Good records make later upgrades easier for owners. They also help compare bids on equal design assumptions carefully.

FAQs

1. Can this replace a Manual J report?

No. It is a planning estimator. Use it for early comparison, budgeting, and discussion. A certified professional should complete final Manual J sizing.

2. Should I count shared town house walls?

Do not count shared walls when the other side is conditioned. Count them only when they face garages, shafts, attics, or unconditioned spaces.

3. What is ACH?

ACH means air changes per hour. It estimates leakage through cracks, penetrations, attic access points, doors, and other envelope gaps.

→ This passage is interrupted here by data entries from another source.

PR #1070, opened 2026-07-29
fix(hooks): the secret guard exempts .env.example from the assignment rule

stevensacks:
Makes `.env.example` editable again, by dropping the secret guard's *placeholder allowlist* for that file and putting the guard's *shape test* in its place.

## The problem

`.env.example:2` is `SESSION_SECRET` assigned the value `local`. Five letters, so it matches no placeholder arm, and the write guard denies it:

```
BLOCKED: write contains a non-placeholder secret assignment
```

The file could not be written back unchanged, and an adopter adding a variable to their own `.env.example` was told to use a gitignored `.env` instead, which is backwards for the one file whose purpose is to carry placeholder assignments. The line is already committed, so nothing is leaking; this is a false positive, not an exposure.

GAIA has already decided this question twice, on the same file, in the same direction:

| guard | `.env.example` | matcher |
|---|---|---|
| `block-env-read.sh:67` | exempt | Read |
| `block-env-write.sh:15` | exempt, by basename | `Edit\|Write\|MultiEdit` |
| `block-secrets-write.sh` | **not exempt** | `Edit\|Write\|MultiEdit` |

## The fix

Rule 4 keeps running on `.env.example`; it just swaps which test decides. The allowlist asks *"is this a recognized placeholder"*, which every honest example value fails. Shape asks *"is this an unbroken run of 13+ alphanumerics mixing letters and digits"*, which every one of them passes and a pasted key does not.

| value | allowlist | shape |
|---|---|---|
| `local`, `development`, `3001`, `http://localhost:3001/api/`, `changeme`, `your-api-key-here` | refused | **allowed** |
| `sk-live-9f3a1c4e8b7d2064`, `aB3xK9pQ7zR2wL5t`, a JWT | refused | **refused** |

Checks 1-3 (AWS key id, GitHub PAT, PEM header) run on the file as everywhere, and the match is that exact basename, so `.env`, `.env.local`, and `.env.example.local` reach the full allowlist as before.

**Accepted cost, stated rather than buried:** an ordinary value carrying a long unbroken alphanumeric run, a hostname like `myapp123456789.example.com`, is refused in that file. This is the shape rule's own documented limit, applied here deliberately.

The hook reads `file_path` for the first time. Every tool on this matcher carries one; a payload without one resolves to empty, matches no exemption, and is scanned in full. That fail-closed direction is what leaves the 1180 pre-existing tests untouched, and it is pinned by a test.

## Review history

The first commit lifted rule 4 wholesale. **The audit pushed back and was right**: that let a live `sk-live-…` clear into a *tracked* file, and the commit's own test enshrined it. The second commit replaces the wholesale exemption with the shape backstop and inverts that test. Also from the audit: `basename --` (a dash-leading path printed a usage error to stderr; `block-env-read.sh:65` already writes `--`), and `.gaia/hook-scopes.json:80` now describes the `file_path` read, with its `scope: any` verdict unchanged and the manifest checker green on all four arms.

The alternative I rejected up front, and still reject: widening the placeholder allowlist to admit short all-letter values. That solves a file-level problem with a value-level rule, so `DB_PASSWORD=secret` would start clearing in real source. A mutant taking that route is killed by four tests here, so the *choice* of fix is pinned, not only its behavior.

## Verification

TDD: the allow-tests were written first and failed against the unmodified hook; the deny-tests passed from the start, making them regression guards rather than restatements.

Every added test kills a targeted mutant, each built and run:

| mutant | dies to |
|---|---|
| no exemption at all | the six `.env.example` allow-tests |
| exemption hoisted above checks 1-3 | the AWS / PAT / PEM tests |
| wholesale exemption, shape backstop dropped | the three secret-shaped deny-tests |
| keep the allowlist instead of shape | the six allow-tests |
| prefix match instead of exact basename | `.env.example.local` is not exempt |
| widen to the whole `.env*` family | `.env` is not exempt |
| never read `file_path` | the six allow-tests |
| fail OPEN on a missing path | 42 tests, incl. `no file_path is still scanned` |
| `basename` without `--` | the dash-leading-path test |
| widen the placeholder allowlist instead | `the same short value outside .env.example is still denied` |

## Gates

- `pnpm typecheck && pnpm lint`: clean
- `bash .gaia/scripts/bats5.sh .gaia/tests/hooks/`: 1197 ok, 0 not ok (1180 on `main`, +17)
- `bash .gaia/tests/concurrency/meter-gate.sh`: 23 / 23, every scenario matches `expected-status.txt`
- `bash .gaia/scripts/check-hook-scope-manifest.sh`: rc=0, all four arms


stevensacks:
@/var/folders/pn/m58c653j1js2r48m5n358ync0000gn/T/tmp.2OUVRfiKvv

PR #139, opened 2020-09-08
Update CI.yml

Drvanon:
The old branch was no longer in use so for this to be here does not make much sense.

### DIFF
--- a/.github/workflows/CI.yml
+++ b/.github/workflows/CI.yml
@@ -7,9 +7,9 @@ name: CI
 # api-development/master later)
 on:
   push:
-    branches: [ master, api-development ]
+    branches: [ master ]
   pull_request:
-    branches: [ master, api-development ]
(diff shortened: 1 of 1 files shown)


Yori-O92 (approved):

.github/workflows/CI.yml
```diff
@@ -7,9 +7,9 @@ name: CI
 # api-development/master later)
 on:
   push:
-    branches: [ CI ]
+    branches: [ master, api-development ]
```
marickmanrho, line 10: This should be changed to development,

marickmanrho (changes requested):

.github/workflows/CI.yml
Drvanon: Good call.

marickmanrho (approved):
Great, ready to merge.

PR #140, opened 2020-09-08
Create FUNDING.yml

marickmanrho:
This will create a funding button in GitHub which points to our OpenCollective page.


marickmanrho:
Pulling directly to master since this is an effect only visible on GitHub.

Issue #55, opened 2020-04-08
It might be appropriate to split the movement and user models up into types that inherit of a base and specify for each situation.


Drvanon:
Right now we use one model of movements for all circumstances. However when we create a movement, the movement does not have an id. In the home page, it is important to keep track of how many replacements have happened this interval, etc. This adds information to the models that is only necessary in some cases. 

It would be good to specify these cases and inherit from a base case.

Drvanon:
Maybe you could take a look at this idea as well while implementing #63?

marickmanrho:
Some work has been done in #81 regarding the issue of models.

PR #141, opened 2020-09-09
Improve models

marickmanrho:
Removes:

- models from core folder
- signal from movement and user model

Adds:
- seperate model folder
- create new signal model

Fixes:
- #55


Drvanon:
First: I really like the new naming convention. It suits the situation a lot better. Second: I really like the smaller PRs it is just so much nicer to look at. Third: I really want the CI on these PRs, I find myself looking through the code, wanting to write a comment and needing to check it out locally first to run the tests, it'd be so much nicer to have that just straight up here. Fourth: I am getting a little sick of all the white space correction in these commits. I think they are redundant. Instead, we should just have one big correction of all files concerning white space and then deploy the new changes on top of that.

Drvanon:
The tests have come back positive, so I think I will accept this branch, but will then ask you to do the white space correction immediately after this.

Drvanon:
Could you move ServerMessage from api.core.ts also to a separate model?

marickmanrho:
Sure thing, just wait with the merger then. I'll update right away.

Drvanon:
Question: we were thinking of splitting Identity and Leader up in different interfaces. Do you want to do that in this PR or in another one?

marickmanrho:
Another, The Identity and Leader are not yet relevant at this stage. Will add at later stage.

gridt/src/app/core/models/credentials.model.ts
```diff
@@ -0,0 +1,8 @@
+export interface Credentials {
+  username: string;
+  password: string;
+}
+
+export interface AccessToken {
+  access_token: string;
+}
```
Drvanon, line 8: I would recommend referring to this file with "server-responses", as it describes both

gridt/src/app/core/models/servermessage.model.ts
```diff
@@ -0,0 +1,3 @@
+export interface ServerMessage {
+  message: string;
+}
```
Drvanon, line 3: If you will make the "server-response" file, this should be included there.

Drvanon (changes requested):
I think I would like to see it organized in a specific way, but am open to your opinion.

gridt/src/app/core/models/credentials.model.ts
marickmanrho: I did change this, but left Credentials seperate as it is not a server-response.

marickmanrho:
Should be good now.

Drvanon (approved):
Great. Merging it.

4. Why is latent load included?

Latent load represents moisture removal. It matters in humid climates because comfort depends on both temperature control and indoor humidity control.

5. What does cooling tonnage mean?

One cooling ton equals 12,000 BTU per hour. The calculator divides total cooling load by 12,000 to estimate equipment tonnage.

6. What safety margin should I use?

A modest margin helps cover uncertain inputs. Very high margins can oversize equipment and reduce comfort, moisture removal, and cycle length.

7. Why are window inputs important?

Windows affect conduction and solar gain. Large west-facing glass can raise cooling load strongly during hot afternoon conditions.

8. Can I use this for row houses?

Yes, for planning. Enter only surfaces exposed to outdoor or unconditioned spaces. Adjust airflow, windows, and roof data carefully.